Kreditkartenkonto: Wer eine klassische Kreditkarte der großen Anbieter Mastercard und Visa beantragt, bekommt in der Regel ein Konto für diese Karte. Wer die Karte einsetzt, sieht die Ausgaben auf dem Konto. Das Kreditkartenunternehmen schießt diese Summe vor, gewährt einen Kredit in der Höhe. Standardmäßig wird die Gesamtsumme dann einmal im Monat vom Girokonto abgebucht, das mit dem Kreditkartenkonto verbunden ist, der Kredit somit zurückgezahlt. Es lassen sich auch andere Zahlungszeiträume festlegen.
P-Konto sichert das Existenzminimum
Basiskonto: „Jeder Mensch hat einen Anspruch auf ein Girokonto“, sagt Kerstin Backofen. „Das Basiskonto ist praktisch das nackte Girokonto mit den Standardleistungen wie Überweisung, Lastschrift oder Kartenzahlung, aber meist ohne Überziehungsmöglichkeit.“ Es sei für Menschen gedacht, die kein geregeltes Einkommen haben, zum Beispiel Sozialhilfeempfänger:innen, Wohnungslose und Geflüchtete. Eine Bank darf ein Basiskonto nur in Ausnahmefällen ablehnen. Die Kosten müssen sich nach den üblichen Gebühren für Girokonten richten und daran, wie das Konto genutzt wird.
P-Konto: Das P im Namen steht für Pfändungsschutz. „Das P-Konto ist eine Sonderform des Girokontos und sichert das Existenzminimum“, sagt Backofen. „Auf einen bestimmten Betrag, der gesetzlich geregelt ist, dürfen Gläubiger nicht zugreifen.“ Derzeit sind das 1410 Euro monatlich. Zusätzlich können weitere Beträge, etwa Kindergeld oder Unterhaltszahlungen freigestellt, also vor Pfändung geschützt werden. „Auf Anfrage stellt die Bank ein Girokonto entsprechend um oder richtet ein neues P-Konto ein“, sagt Backofen. Das Konto ist für den Notfall gedacht, wenn jemand verschuldet ist.

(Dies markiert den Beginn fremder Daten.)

PR #225, opened 2018-09-25
Remove ipa python2 packages separately

Rezney:
As in the current master we stopped building python2 packages,
any attempt to uninstall them explicitly will fail. In this
case we differentiate uninstallation per branch.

Dafür ist Mietkautionskonto gut
Mietkautionskonto: Dieses Konto ist meist ein Sparkonto auf den Namen einer Mieterin oder eines Mieters, auf dem die Kaution für die Miete einer Wohnung liegt. Die Zinsen, sofern es welche gibt, erhält der Mieter oder die Mieterin. Der Zugriff auf das Konto ist ihnen verwehrt. An das Geld kommen sie nur, wenn der Vermieter oder die Vermieterin das Konto freigibt, etwa nach dem Auszug aus der Wohnung. Ein Mietkautionskonto kann auch der Vermieter oder die Vermieterin für die Mieter:innen anlegen.

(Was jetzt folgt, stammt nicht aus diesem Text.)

PR #226, opened 2018-09-27
Vagrant automation

dhnunes:
Hello People,

This PR implements a simple method that creates the topology definition file in a dynamic way.

To do this, first, we need to implement a new topology definition at trigger file from freeipa:

topologies:
  build: &build
    build:
      cpus: 2
      memory: 6000

    master0:
      cpus: 4
      memory: 6700
    replica0:
      cpus: 2
      memory: 3000
    client0:
      cpus: 2
      memory: 1024

With this format and the template implemented on e63aa51, the function will append each machine declared in topology ( master0, replica0, etc ), to Vagrantfile.topology_name, that will be later used to per job execution.

### DIFF
--- a/github/internals/entities.py
+++ b/github/internals/entities.py
@@ -6,6 +6,7 @@ from enum import Enum, unique
 from random import randint
 from time import sleep
 from typing import Callable, ByteString, Dict, List, Text, Tuple, SupportsFloat
+import os
 
 import psutil
 import pytz
@@ -37,6 +38,40 @@ SENTRY_URL = (
 # until the reset time will come.
 EPHEMERAL_LIMIT = 60
 STALE_TASK_EXTRA_TIME = 60
+
+VAGRANT_FILES_DEFAULT_DIR = "/root/freeipa-pr-ci/templates/vagrantfiles/"
+VAGRANT_TEMPLATE_FILE = "Vagrantfile.template"
+
+
+def _vagrant_definition_creator(world):
+
+    with open(VAGRANT_FILES_DEFAULT_DIR + VAGRANT_TEMPLATE_FILE) as file:
+        text = file.read()
+
+        for topology in world.keys():
+
+            vagrantfile = open(VAGRANT_FILES_DEFAULT_DIR +
+                               "Vagrantfile.{}".format(topology), "w")
+
+            vagrantfile.write(text)
+
+            for host in world[topology].keys():
+
+                vagrantfile.write('    config.vm.define "{}"  do ',
+                                  '|{}|\n'.format(host, host))
+                vagrantfile.write('      {}.vm.provider :libvirt do',
+                                  '|domain|\n'.format(host))
+
+                for inner, configuration in world[topology][host].items():
+
+                    vagrantfile.write('          domain.{} = ',
+                                      '{}\n'.format(inner, configuration))
+
+                vagrantfile.write('      end\n')
+                vagrantfile.write('    end\n')
+
+            vagrantfile.write("end")
+            vagrantfile.close()
 
 
 def sentry_report_exception(context: Dict):
@@ -477,6 +512,8 @@ class PullRequest(object):
         task_link = self.__get_tasks_file_content(world)
         self.tasks_path = task_link.decode()
         tasks_file_content = self.__get_tasks_file_content(world)
+
+        _vagrant_definition_creator(yaml.load(tasks_file_content)["topologies"])
 
         try:
             return yaml.load(tasks_file_content)["jobs"]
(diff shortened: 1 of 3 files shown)


Rezney:
@dhnunes Hi, thanks for the patch. Is there any reason for playing with permissions? 

E.g. "prci.py" lost execution permission and while testing the patch I am getting:

`[root@prci ~]# journalctl -f -u prci
-- Logs begin at Mon 2018-10-01 15:37:37 CEST. --
Oct 01 17:17:30 prci.ipa.test bash[64403]: /bin/bash: /root/freeipa-pr-ci/github/prci.py: Permission denied
<snip>
`

`
[root@prci ~]# ll freeipa-pr-ci/github/
total 28
-rw-r--r--. 1 root root    0 Oct  1 16:26 __init__.py
drwxr-xr-x. 3 root root 4096 Oct  1 16:26 internals
-rw-r--r--. 1 root root 6686 Oct  1 16:26 open_close_pr.py
-rw-r--r--. 1 root root 9447 Oct  1 16:26 prci.py
drwxr-xr-x. 2 root root 4096 Oct  1 16:26 tests
`

Please also fix the yaml example in the description as the formatting/indentation got broken.

@f-trivino and @pvoborni will take a look from code point of view.

Cheers!

dhnunes:
@Rezney Hello! Thanks for the feedback.

There is no reason for change the permissions, I believe I did some confusion with this changes when submitting the PR. I will revert this changes.

Here is the example yaml with correct Indentation ( Forget backticks, me-- ):

```yaml
topologies:
  build: &build
    build:
      cpus: 2
      memory: 6000

    master0:
      cpus: 4
      memory: 6700
    replica0:
      cpus: 2
      memory: 3000
    client0:
      cpus: 2
      memory: 1024
```

dhnunes:
@Rezney I've rebased and removed files sent by mistake when PR was open.

@f-trivino  , @pvoborni , Fell free to ask anything related to changes, feedback is highly appreciated!

Thanks People

Rezney:
`
Oct 02 09:59:50 prci.ipa.test bash[74052]: ERROR: __main__: write() takes exactly one argument (2 given)
`

The culprit seems to be writing to Vagrantfile:

`
vagrantfile.write('    config.vm.define "{}"  do ',
                                  '|{}|\n'.format(host, host))
`

My advice here would be using Jinja templating language instead. You can find example here:

https://github.com/freeipa/freeipa-pr-ci/blob/18d0b00bb79b0d354cb72b6a71a64524e21f2958/tasks/remote_storage.py#L53

Documentation: http://jinja.pocoo.org/docs/2.10/

dhnunes:
@Rezney  ack, thanks for the update.

About the error:

```
vagrantfile.write(' config.vm.define "{}" do ', '|{}|\n'.format(host, host))
```

There is missing double quotes around the second curly brackets, this is why you have faced this error.

BTW, your mention for using the Jinja template sounds good, I will take a look in how I can implement this way.

Thanks ! :+1:

pvoborni:
Few additional comments: WRT commit messages - good resources how to write good ones are:
* https://chris.beams.io/posts/git-commit/
* http://superuser.openstack.org/articles/splitting-up-git-commits/
* https://wiki.openstack.org/wiki/GitCommitMessages

On the behavior side, apart from other comments: In the original topology definition, cpu and memory values were used to check if a runner has enough resources to run a task with such topology (there can be different sizes of PR-CI runners) - it was a sum for all vms, see https://github.com/freeipa/freeipa-pr-ci/blob/master/github/internals/entities.py#L279 . There is no behavior change regarding this check in this PR thus it will not work correctly. With the new behavior, when memory and cpu is defined per host, the code needs to be adjusted, e.g. to sum the values. If the value is not provided then a default should be added and also a value for controller needs to be added to the sum.

dhnunes:
@pvoborni,

I was able to identify the point you had mention about the resources usage from all vms. Before my changes, the second line in the following log was 0 CPU and 0 Memory, after the change, it takes apropriate format:

```
INFO: __main__: fedora-28/build PR#4 is successfully locked.
INFO: __main__: Available resources: 2 CPU, 1237.93359375MB
INFO: root: Initializing job 1ff63aca-d7cd-11e8-9eb8-00155d770102
```

That undesired behavior was happening because the dict with new format of yaml was ben correctly passed to Topology Factory, but since I've introduced a new level in yaml, the new dict is comming in a different format:

```
{'build': {'name': 'build', 'cpus': 2, 'memory': 6000}}
```

The code used to parse this dict inside the factory, looks like this one:

```
name=dict_data.get("name"),
memory=dict_data.get("memory"),
cpu=dict_data.get("cpu")
```

But, since the dict now has a new format, where:

- Topology name is the key;
- And Topology values are a new dict of this key;

The old implementation won't work, since we have a new level.  After the changes, it's now working. Code is WIP, since is done, I will push.

@f-trivino ,

As recommended I've changed the declaration of default path using os module and moved to appropriate place in contants module.

Also, I'm working in a desing to implement it using jinja2 templates, since is done, I will push.

netoarmando:
Closing this due to lack of activity.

Treuhandkonto: Das Treuhandkonto ist keine Kontoart für den Zahlungsverkehr. Es lässt sich auch nicht bei einer Bank oder Sparkasse eröffnen. Ein Treuhandkonto kann das Depotkonto einer noch nicht volljährigen Person sein oder ein Konto, auf dem Unternehmenspartner Geld einzahlen, mit dem eine Firma gekauft werden soll. Zum Treuhandkonto wird es, wenn jemand es treuhänderisch für andere verwaltet, ein Rechtsanwalt oder Vormund zum Beispiel.